Paper 2 addresses fundamental scientific questions regarding cultural evolution and collective creativity in modern human-AI systems, supported by a large empirical dataset. Its findings on the paradoxical preferences and evolutionary dynamics of human-AI co-creation offer broad, interdisciplinary impact across cognitive science, sociology, and HCI. In contrast, Paper 1 presents a practical software engineering framework; while useful for developers, its contribution is primarily technical and tooling-focused rather than advancing foundational scientific knowledge.

vs. NeuroAgent: LLM Agents for Multimodal Neuroimaging Analysis and Research

gemini-3.15/19/2026

Paper 2 addresses a critical bottleneck in neuroimaging research by automating complex, multi-modal preprocessing and analysis workflows using LLM agents. Its demonstration on Alzheimer's Disease classification with high accuracy highlights direct, high-impact clinical and scientific applications.

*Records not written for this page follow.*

PR #3206, opened 2024-11-13
Increase connection timeouts to allow using Atlas shared clusters

GromNaN:
I wasted far too much time trying to run the tests using an Atlas M0 cluster. It turned out that the error was due to a delay too short to allow the connection.

### DIFF
--- a/tests/ConnectionTest.php
+++ b/tests/ConnectionTest.php
@@ -351,7 +351,7 @@ class ConnectionTest extends TestCase
             'database' => 'unittest',
             'options'  => [
                 'connectTimeoutMS'         => 1000,
-                'serverSelectionTimeoutMS' => 1000,
+                'serverSelectionTimeoutMS' => 6000,
             ],
         ];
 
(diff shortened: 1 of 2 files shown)


tests/ConnectionTest.php
```diff
@@ -350,8 +350,8 @@ public function testPingMethod()
             'dsn'      => env('MONGODB_URI', 'mongodb://127.0.0.1/'),
             'database' => 'unittest',
             'options'  => [
-                'connectTimeoutMS'         => 100,
-                'serverSelectionTimeoutMS' => 250,
+                'connectTimeoutMS'         => 1000,
+                'serverSelectionTimeoutMS' => 1000,
```
jmikola: I'd suggest using a slightly higher value here, as it's intended to outlast a replica set election. [Replica Set Elections](https://www.mongodb.com/docs/manual/core/replica-set-elections/) still notes that an election should not exceed 12 seconds, but I think you'd be OK to just throw another zero on this and use 10. If that's still too much, I'd at least consider bumping it to 5 or 6 seconds.

But using the same value as `connectTimeoutMS` may send the wrong message to any users that come across this. The connection timeout should logically be a smaller value.

GromNaN: Ok. I've set serverSelectionTimeoutMS to 6000ms.

jmikola (approved):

While Paper 1 offers interesting insights into cultural evolution and human-AI co-creation, Paper 2 provides a highly practical, methodologically rigorous tool that can significantly accelerate research across neuroscience and medical imaging.

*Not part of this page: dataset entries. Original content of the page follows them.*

PR #3230, opened 2024-12-18
PHPORM-273 Add schema helpers to create search and vector indexes

GromNaN:
Fix PHPORM-273

The new helpers have advanced array-shape types for the index definition. The support for autocompletion of the array-shaped arguments in PHPStorm is not good for use-case 😞 (even if [it was improved in 2022](https://blog.jetbrains.com/phpstorm/2022/02/phpstorm-2022-1-eap-3/))

### Checklist

### DIFF
--- a/src/Schema/Blueprint.php
+++ b/src/Schema/Blueprint.php
@@ -17,12 +17,81 @@ use function is_string;
 use function key;
 
 /**
- * @phpstan-type SearchIndexField array{type: 'boolean'|'date'|'dateFacet'|'objectId'|'stringFacet'|'uuid'} | array{type: 'autocomplete', analyzer?: string, maxGrams?: int, minGrams?: int, tokenization?: 'edgeGram'|'rightEdgeGram'|'nGram', foldDiacritics?: bool} | array{type: 'document'|'embeddedDocuments', dynamic?:bool, fields: array<string, array>} | array{type: 'geo', indexShapes?: bool} | array{type: 'number'|'numberFacet', representation?: 'int64'|'double', indexIntegers?: bool, indexDoubles?: bool} | array{type: 'token', normalizer?: 'lowercase'|'none'} | array{type: 'string', analyzer?: string, searchAnalyzer?: string, indexOptions?: 'docs'|'freqs'|'positions'|'offsets', store?: bool, ignoreAbove?: int, multi?: array<string, array>, norms?: 'include'|'omit'}
- * @phpstan-type SearchIndexAnalyser array{name: string, charFilters?: list<array<string, mixed>>, tokenizer: array{type: string}, tokenFilters?: list<array<string, mixed>>}
- * @phpstan-type SearchIndexStoredSource bool | array{includes: array<string>} | array{excludes: array<string>}
- * @phpstan-type SearchIndexDefinition array{analyser?: string, analyzers?: SearchIndexAnalyser[], searchAnalyzer?: string, mappings: array{dynamic: true} | array{dynamic?: bool, fields: array<string, SearchIndexField>}, storedSource?: SearchIndexStoredSource}
- * @phpstan-type VectorSearchIndexField array{type: 'vector', path: string, numDimensions: int, similarity: 'euclidean'|'cosine'|'dotProduct', quantization?: 'none'|'scalar'|'binary'}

vs. Reasoners or Translators? Contamination-aware Evaluation and Neuro-Symbolic Robustness in Tax Law

claude-opus-4.65/19/2026

Paper 1 addresses a novel intersection of cultural evolution, collective creativity, and human-AI co-creation at scale, analyzing a unique large-scale dataset (130K+ images). It contributes fundamental insights about how creativity emerges in networked human-AI systems, with broad implications across cultural evolution, computational creativity, and social computing. Paper 2, while rigorous, addresses a more incremental question (contamination in LLM legal reasoning) within a narrower domain. Paper 1's findings about attractor dynamics and the paradox of novelty preferences are more likely to inspire cross-disciplinary research.

vs. Sketch Then Paint: Hierarchical Reinforcement Learning for Diffusion Multi-Modal Large Language Models

claude-opus-4.65/19/2026

Paper 2 addresses a fundamentally novel interdisciplinary question about collective creativity dynamics in human-AI systems, with broad implications across cultural evolution, computational creativity, cognitive science, and sociology. Its large-scale empirical analysis (130K+ images) of real-world creative behavior reveals paradoxical findings about novelty preferences that challenge existing theories. Paper 1, while technically solid, is an incremental improvement to RL training for diffusion MLLMs—a rapidly evolving area where specific methods are quickly superseded. Paper 2's findings about cultural attractors in human-AI co-creation have longer-lasting scientific significance.

vs. Learning to Learn from Multimodal Experience

gemini-3.15/19/2026

Paper 1 proposes a fundamental advancement in AI agent architecture by shifting from static to adaptive multimodal memory. This addresses a critical bottleneck in the highly active field of multimodal agents, offering broad applicability across various real-world AI applications. While Paper 2 provides fascinating empirical insights into cultural evolution and human-AI interaction, Paper 1's algorithmic innovations have a higher potential for widespread technological integration and foundational impact in artificial intelligence.